People often get so hung up about the computer languages that they use rather than picking the right tool for the job. Java, for example, is a language that lots of Perl people dislike, but when you look at it it's got some nice features. For example, Java's got a nice GUI system. I often find myself programming in Perl and wishing I could just use Java GUI for a bit.

People hate Java for the nice bits of it's languages however (since it belittles their efforts to do the same thing in Perl and draws away developers from their language of choice.) Even more than this they hate the missing features from Java, the things that Perl does well. This is no-one's fault; Both languages have their own advantages and disadvantages (if they didn't then we'd all be using one and not the other)

What would be nice would be to be able to combine the two languages and call each other virtually transparently as if you were just calling anything else in the native language. Then we really could use whatever tool was best for the Job.

Inline::Java gets us a lot of the way there. Read on to find out how we can seamlessly call one language from another.
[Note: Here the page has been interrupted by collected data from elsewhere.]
PR #1755, opened 2023-04-20
Proof digests for better rebuilding

ehildenb:
This PR introduces digests for the Foundry integration, for the purposes of detecting when rebuilds are necessary.

- The `Contract` class now has a `digest`, which is a hash of the contract json information.
- The `Foundry` class now has a `digest`, which is a hash of all the contracts involved. This is stored on disk.
- When calling `foundry-kompile`, the Foundry hash is inspected, and if it changed then regeneration/rekompilation is automatically triggered.
- The `AGProof` identifier used for storing proofs on disk now includes as well the Contract hash of the proof. This is so that when the contract bytecode changes, the hash will change, and we'll automatically detect that we need to regenerate it. This should help with server-side caching of proofs to (ping @asavienko ).

I've tested locally that the caching works as expected, when the relevant Solidity files are changed, then rekompilation is triggered, and when a non-related contract is changed, we do not re-run the proof.


kevm-pyk/src/kevm_pyk/foundry.py
```diff
@@ -92,6 +92,21 @@ def contracts(self) -> dict[str, Contract]:
             _contracts[contract_name] = Contract(contract_name, contract_json, foundry=True)
         return _contracts
 
+    @cached_property
+    def digest(self) -> str:
+        sorted_names = sorted(self.contracts.keys())
```
tothtamas28, line 97:
```suggestion
        sorted_names = sorted(self.contracts)
```

kevm-pyk/src/kevm_pyk/__main__.py
```diff
@@ -523,8 +523,9 @@ def exec_foundry_view_kcfg(foundry_root: Path, test: str, **kwargs: Any) -> None
     foundry = Foundry(foundry_root)
     ag_proofs_dir = foundry.out / 'ag_proofs'
     contract_name = test.split('.')[0]
+    proof_digest = f'{test}:{foundry.contracts[contract_name].digest}'
```
tothtamas28, line 526: Consider making this a method on `Foundry`.

tothtamas28: Even better, you can hide all these details in `Foundry` and expose `ag_proof(test: str)`.

kevm-pyk/src/kevm_pyk/solc_to_k.py
```diff
@@ -166,6 +166,10 @@ def __init__(self, contract_name: str, contract_json: dict, foundry: bool = Fals
                 _fields[_l] = _s
             self.fields = FrozenDict(_fields)
 
+    @cached_property
+    def digest(self) -> str:
+        return hash_str(f'{self.name} - {json.dumps(self.contract_json)}')
```
tothtamas28, line 171:
```suggestion
        return hash_str(f'{self.name} - {json.dumps(self.contract_json, sort_keys=True)}')
```

tothtamas28 (approved):

kevm-pyk/src/kevm_pyk/__main__.py
ehildenb: I've factored out `Foundry.proof_digest` for now, since that was easy and a pre-req. Factoring out `Foundry.proof` is harder because of how the `setUp` functions work, but I've made an issue: https://github.com/runtimeverification/evm-semantics/issues/1769

kevm-pyk/src/kevm_pyk/foundry.py
ehildenb: Done.

kevm-pyk/src/kevm_pyk/solc_to_k.py
ehildenb: Done.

Inline::Java is a Inline module to allow you to work with Java from within Perl. Like all Inline modules it allows you to declare part of your program code in another language - in this case Java - and handles the nitty-gritty of recompiling the code with that lanauge's own compiler when and as needed, and handing the communication layer so that both lanagues can call each other without making it too obvious on each side that what you're calling isn't actually handled nativly in the original language.

Installing Inline Java

Installing Inline::Java isn't that hard, though not a simple as following the traditional four stage program that other modules use. Since the installation routine isn't standard, you can't use CPAN or CPANPLUS to install the module, you'll have to do it by hand. First, you should install Inline with your shell. Then you should download Inline::Java and uncompressing it:

  servalan:~ mark$ sudo cpanp
  CPAN Terminal> install Inline
  CPAN Terminal> d Inline::Java
  CPAN Terminal> q
  servalan:~ mark$ gunzip Inline-Java-0.44.tar.gz
  servalan:~ mark$ tar -xvf Inline-Java-0.44.tar
  servalan:~ mark$ cd Inline-Java-0.44

(You can do the same thing in the CPAN shell by typing install Java to install Inline and then look Inline::Java to download and decompress Inline::Java)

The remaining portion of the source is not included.